Anti-slavery activist, poet, and educator Charlotte Forten was born in Philadelphia on August 17th, 1837 into an influential and affluent family. Her father ran a successful sail-making business. Many members of her family were active in the abolitionist movement. Her father, Robert Forten, and his brother-in-law, Robert Purvis, were abolitionists and members of the Philadelphia Vigilance Committee. She attended Higginson Grammar School in Salem, Massachusetts, as the only African American student in a class of 200.
The school offered classes in history, geography, drawing, and cartography, with special emphasis placed on critical thinking skills. Ms. Forten became a member of the Salem Female Anti-Slavery Society, where she was involved in coalition building and fund-raising. She proved to be influential as an activist and leader on civil rights. Her admirers and role models included William Lloyd Garrision, Wendell Phillips, John Greenleaf Whittier and other notable writers and abolitionists. It was in Salem that she first kept a diary.

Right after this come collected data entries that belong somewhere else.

PR #2578, opened 2026-07-25
feat(control-pane): expose skill runs in the snapshot feed

2mrdigital:
@
## Problem

The control pane snapshot publishes work items, sessions, knowledge and connectors, but not skill runs — even though they are already recorded in the state store and `ecc status` prints them.

That leaves any external reader of `/api/snapshot` with no way to surface skill reliability. The only alternative is reading `state.db` off disk, which defeats the point of having the control pane as the read boundary.

## Change

- `GET /api/snapshot` now includes a `skillRuns` block:

```json
{
  "skillRuns": {
    "totalCount": 2,
    "successCount": 1,
    "failureCount": 1,
    "unknownCount": 0,
    "successRate": 0.5,
    "windowSize": 50,
    "items": [ { "id": "...", "skillId": "...", "outcome": "failure", "failureReason": "...", "durationMs": 1200, "createdAt": "..." } ]
  }
}
```

- 50 most recent runs, newest first, mirroring how work items are read.
- Outcomes normalized to `success` / `failure` / `unknown`; the raw value is kept as `rawOutcome`.
- Unknown outcomes are excluded from `successRate`, so a partially instrumented harness does not read as a reliability drop.
- Work items and skill runs now share one state-store open per snapshot instead of opening the database twice.

## Test isolation fix

`serves HTML and snapshot JSON from a temp ECC2 database` isolated `dbPath` but not `stateDbPath`, so it fell through to the real `~/.claude/ecc/state.db`. On any machine with a recorded work item the test failed with `1 !== 0`. It now uses a temp state store. The new empty-state test points at a nonexistent path for the same reason.

## Tests

Two new cases in `tests/scripts/control-pane.test.js`: populated state store (counts, rate, ordering, failure reason) and missing state store (empty summary, `successRate: null`).

```
node tests/scripts/control-pane.test.js
Results: Passed: 18, Failed: 0

node tests/run-all.js
Total Tests: 3117, Passed: 3116, Failed: 1
```

The single failure is `detects newest Claude plugin install from cache marketplace layout`, unrelated to this change — it reads the real `~/.claude/plugins` directory and fails on a machine with plugins installed. It fails the same way on a clean checkout.

`npx eslint` clean on both changed files.

## Not included

No UI rendering in `ui.js` — this only exposes the data. Happy to add the panel in a follow-up if you want it on the page itself.

## Context

Found while wiring an external operator console to the control pane as a read-only client. Work items, sessions and knowledge mapped cleanly; skills were the one screen with no available source.
@

### DIFF
--- a/scripts/lib/control-pane/state.js
+++ b/scripts/lib/control-pane/state.js
@@ -563,14 +563,84 @@ function summarizeWorkItems(items) {
   return summary;
 }
 
-async function readWorkItemsSnapshot(stateDbPath) {
+const SKILL_RUN_LIMIT = 50;
+
+function normalizeSkillRunOutcome(outcome) {
+  const normalized = String(outcome || '')
+    .trim()
+    .toLowerCase();
+  if (['success', 'succeeded', 'pass', 'passed', 'ok'].includes(normalized)) return 'success';
+  if (['failure', 'failed', 'fail', 'error'].includes(normalized)) return 'failure';
+  return 'unknown';
+}
+
+function normalizeSkillRun(row) {
+  const optionalNumber = (value) => (value === null || value === undefined || value === '' ? null : toNumber(value, 0));
+  return {
+    id: String(row.id || ''),
+    skillId: String(row.skill_id || ''),
+    skillVersion: row.skill_version ? String(row.skill_version) : null,
+    sessionId: row.session_id ? String(row.session_id) : null,
+    taskDescription: String(row.task_description || ''),
+    outcome: normalizeSkillRunOutcome(row.outcome),
+    rawOutcome: String(row.outcome || ''),
+    failureReason: row.failure_reason ? String(row.failure_reason) : null,
+    tokensUsed: optionalNumber(row.tokens_used),
+    durationMs: optionalNumber(row.duration_ms),
+    userFeedback: row.user_feedback ? String(row.user_feedback) : null,
+    createdAt: String(row.created_at || '')
+  };
+}
+
+function readSkillRuns(db) {
+  if (!tableExists(db, 'skill_runs')) return [];
+  return execRows(
+    db,
+    `SELECT *
+     FROM skill_runs
+     ORDER BY created_at DESC, id DESC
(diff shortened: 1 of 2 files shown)


daltino (commented):
**DECISION: APPROVE**

This PR introduces a feature that exposes skill runs in the snapshot feed, with a clear normalization mechanism for skill run outcomes. The code includes robust handling for different outcome formats and limits results to prevent overflow (`SKILL_RUN_LIMIT = 50`). Tests have been updated appropriately to isolate state and validate the snapshot changes, aligning well with the repo's contribution guidelines. Looks good overall!

affaan-m (changes requested):
Thanks for exposing the missing skill-run surface. I’m requesting changes before merge because the current shape creates two release-level problems:

1. `normalizeSkillRun()` returns `taskDescription`, `failureReason`, and `userFeedback` verbatim through `/api/snapshot`. Those fields can contain prompts, local paths, stack traces, credentials, or other sensitive context, and the endpoint is explicitly intended for external operator-console clients. Please make aggregate/safe identifiers the default and require an explicit, bounded, redacted detail mode if raw-ish detail is genuinely needed.

2. The new summary disagrees with the existing state-store status contract for the same database. `scripts/lib/state-store/queries.js` recognizes `success/succeeded/passed` and `failure/failed/error` and emits a 0–100 percentage. This PR additionally classifies `pass`, `ok`, and `fail`, then emits a 0–1 fraction. The same rows can therefore produce different counts and rates in `ecc status` and `/api/snapshot`. Please reuse a shared classifier/summary implementation or match the existing contract exactly.

Also please:

- replace the predictable `/tmp/ecc-control-pane-missing-state/state.db` fixture with `mkdtempSync` plus `finally` cleanup;
- add an unknown-outcome case proving it is counted and excluded from the rate;
- bound every returned string and add a regression proving sensitive/detail fields are absent or redacted by default.

I verified that the patch applies to current main and that its focused tests and ESLint pass; these are API/security contract issues rather than a build failure.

Charlotte joined the local Anti-Slavery society in the same year she graduated from Higgison Grammar School, at the age of eighteen. After she graduated from Higginson, Forten studied literature and education at the Salem Normal School, which trained teachers. In 1856, Charlotte began her teaching career at the Epes Grammar School in Salem, the first African-American ever hired. Ms. Forten occasionally spoke to public groups on abolitionist issues. Forten was acquainted with many other anti-slavery proponents, such as the orators and activists Wendell Phillips, Maria Weston Chapman and William Wells Brown.
Wishing to be able to support herself, rather than turning to marriage as a solution, she matriculated at the Salem Normal School. She arranged for lectures by prominent speakers and writers, including Ralph Waldo Emerson and Senator Charles Sumner. She was well received as a teacher but returned to Philadelphia after two years due to illness. As she recuperated, Charlotte began writing. She served as a correspondent for the National Anti-Slavery Standard and the Atlantic Monthly.
Charlotte Forten longed to be part of a larger cause, and with the coming of the Civil War Forten found a way to act on her deepest beliefs. In 1862, she arrived on St. Helena Island, South Carolina, where she worked with Laura Towne. During the Civil War, Forten was the first Black teacher to join the mission to the South Carolina Sea Islands known as the Port Royal Experiment. This project was designed to help educate the hoards of destitute, illiterate slaves set free by the Emancipation Proclamation.
Aside from teaching the freed Blacks, she tended to the wounded soldiers, mended their clothes and wrote letters for them. The school was initially founded to teach enslaved Black children and eventually Black children freed during the U.S. Civil War. The Union forces divided the land, giving freedmen families plots to work independently. Forten worked with many freedmen and their children on St. Helena Island. As she began teaching, she found that many of her pupils spoke only Gullah and were unfamiliar with the routines of school.
In addition to teaching, she recorded her students’ hymns and her own experiences, which she published in two 1864 essays for the Atlantic Monthly, “Life on the Sea Islands.” The essay depicted a Black population eager to learn, support themselves and assume the new responsibilities of citizenship. Forten forged a friendship with Robert Gould Shaw, the commander of the all-Black 54th Massachusetts Infantry. In her diary she recounted the courageous efforts of the 54th's storming of Fort Wagner on the night of July 18, 1863.
Forten became increasingly involved in the abolitionist movement. She published several poems in anti-slavery publications such as "The Liberator", "The National Anti-Slavery Standard" and "The Evangelist". Forten, publicly condemned slavery. She also called for Black women’s participation in the abolitionist crusade. She joined circles of significant abolitionists such as William Lloyd Garrison, Wendell Phillips, Lydia Maria Child, and John Greenleaf Whittier. Forten believed in the improvement of Blacks through self-help and education.
After the war, Forten taught in Boston and Charleston, SC. In 1872, she moved to Washington, DC, where she taught at a preparatory school later known as Paul Laurence Dunbar High School. One year later she became a clerk in the Treasury Department. At forty-one years of age, in 1878, Forten married Presbyterian minister Francis J. Grimké, pastor of the prominent Fifteenth Street Presbyterian Church in Washington, D.C. This was a major Black congregation, and the church was used as a civil rights platform.
In 1896, Forten helped found the National Association of Colored Women. Throughout the 1890s, Charlotte published poems and essays in leading African American periodicals and organized a women’s missionary group in support of her husband’s ministry. Her poems incluced “At the Home of Frederick Douglass” and “The Corcoran Art Gallery.” Influenced by Shakespeare, Milton, and Wordsworth, her poetry is notable for the nuance of its sound and emotion. Charlotte Forten was determined to embody the intellectual potential of all Black people. She was, above all, dedicated to social justice.